(EXERCISE PROMPT) For each line below that contains the word "these", make a copy.

(SUPPLIED MATERIAL)
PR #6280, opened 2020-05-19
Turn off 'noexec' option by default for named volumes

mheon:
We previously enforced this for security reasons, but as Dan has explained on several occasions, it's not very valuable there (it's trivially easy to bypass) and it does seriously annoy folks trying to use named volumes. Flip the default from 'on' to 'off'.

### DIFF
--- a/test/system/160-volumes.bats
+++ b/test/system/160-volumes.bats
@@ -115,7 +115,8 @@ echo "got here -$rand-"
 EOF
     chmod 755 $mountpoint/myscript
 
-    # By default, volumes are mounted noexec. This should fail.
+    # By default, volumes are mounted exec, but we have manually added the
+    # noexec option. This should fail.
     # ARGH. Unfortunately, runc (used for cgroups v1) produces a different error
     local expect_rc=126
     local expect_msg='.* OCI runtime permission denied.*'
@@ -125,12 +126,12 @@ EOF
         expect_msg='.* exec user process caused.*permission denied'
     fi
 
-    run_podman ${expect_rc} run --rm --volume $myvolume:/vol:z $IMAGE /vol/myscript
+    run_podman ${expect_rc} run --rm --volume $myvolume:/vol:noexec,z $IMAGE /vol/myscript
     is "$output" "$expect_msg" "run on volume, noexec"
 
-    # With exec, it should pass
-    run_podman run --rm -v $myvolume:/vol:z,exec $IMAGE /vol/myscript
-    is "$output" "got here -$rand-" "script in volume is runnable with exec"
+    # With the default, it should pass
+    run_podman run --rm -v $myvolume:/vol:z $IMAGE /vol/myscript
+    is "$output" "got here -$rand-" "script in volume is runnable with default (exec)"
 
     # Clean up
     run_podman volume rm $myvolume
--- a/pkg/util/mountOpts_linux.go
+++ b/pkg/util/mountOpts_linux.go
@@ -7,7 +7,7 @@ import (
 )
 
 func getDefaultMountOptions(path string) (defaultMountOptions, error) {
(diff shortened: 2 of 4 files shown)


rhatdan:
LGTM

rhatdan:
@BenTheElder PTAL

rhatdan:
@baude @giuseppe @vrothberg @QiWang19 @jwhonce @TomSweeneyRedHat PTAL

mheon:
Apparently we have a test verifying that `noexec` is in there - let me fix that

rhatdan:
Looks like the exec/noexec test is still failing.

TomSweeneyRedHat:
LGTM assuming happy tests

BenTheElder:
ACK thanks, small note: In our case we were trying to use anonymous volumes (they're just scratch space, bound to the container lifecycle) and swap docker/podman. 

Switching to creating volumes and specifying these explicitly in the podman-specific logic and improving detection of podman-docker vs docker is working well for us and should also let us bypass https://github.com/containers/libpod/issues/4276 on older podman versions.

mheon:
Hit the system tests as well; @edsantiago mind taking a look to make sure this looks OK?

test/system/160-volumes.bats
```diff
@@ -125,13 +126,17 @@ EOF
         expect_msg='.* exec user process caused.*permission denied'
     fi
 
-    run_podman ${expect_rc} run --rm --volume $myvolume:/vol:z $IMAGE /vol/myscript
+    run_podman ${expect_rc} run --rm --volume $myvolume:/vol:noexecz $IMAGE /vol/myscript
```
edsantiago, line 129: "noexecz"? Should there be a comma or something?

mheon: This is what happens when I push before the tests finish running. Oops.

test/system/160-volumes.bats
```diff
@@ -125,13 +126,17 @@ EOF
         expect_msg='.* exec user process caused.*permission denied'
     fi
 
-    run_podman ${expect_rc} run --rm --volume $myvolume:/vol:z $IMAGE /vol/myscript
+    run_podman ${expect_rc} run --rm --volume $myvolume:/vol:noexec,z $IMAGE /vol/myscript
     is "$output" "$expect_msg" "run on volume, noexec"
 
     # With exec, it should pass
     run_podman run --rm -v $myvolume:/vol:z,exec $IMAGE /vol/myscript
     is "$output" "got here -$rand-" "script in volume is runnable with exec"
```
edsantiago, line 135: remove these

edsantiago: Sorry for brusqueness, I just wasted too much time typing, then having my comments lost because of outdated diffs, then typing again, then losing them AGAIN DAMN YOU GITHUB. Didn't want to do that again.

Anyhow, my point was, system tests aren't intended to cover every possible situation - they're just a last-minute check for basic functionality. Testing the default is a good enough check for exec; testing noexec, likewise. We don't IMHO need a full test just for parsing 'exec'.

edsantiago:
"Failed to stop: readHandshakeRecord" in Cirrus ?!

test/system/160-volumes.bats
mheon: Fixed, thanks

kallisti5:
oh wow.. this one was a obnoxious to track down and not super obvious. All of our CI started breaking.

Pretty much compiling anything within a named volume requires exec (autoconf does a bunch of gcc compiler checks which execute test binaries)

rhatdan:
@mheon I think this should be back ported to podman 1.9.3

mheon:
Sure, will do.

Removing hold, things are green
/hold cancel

(SOLUTION TO THIS EXERCISE)
Switching to creating volumes and specifying these explicitly in the podman-specific logic and improving detection of podman-docker vs docker is working well for us and should also let us bypass https://github.com/containers/libpod/issues/4276 on older podman versions.
edsantiago, line 135: remove these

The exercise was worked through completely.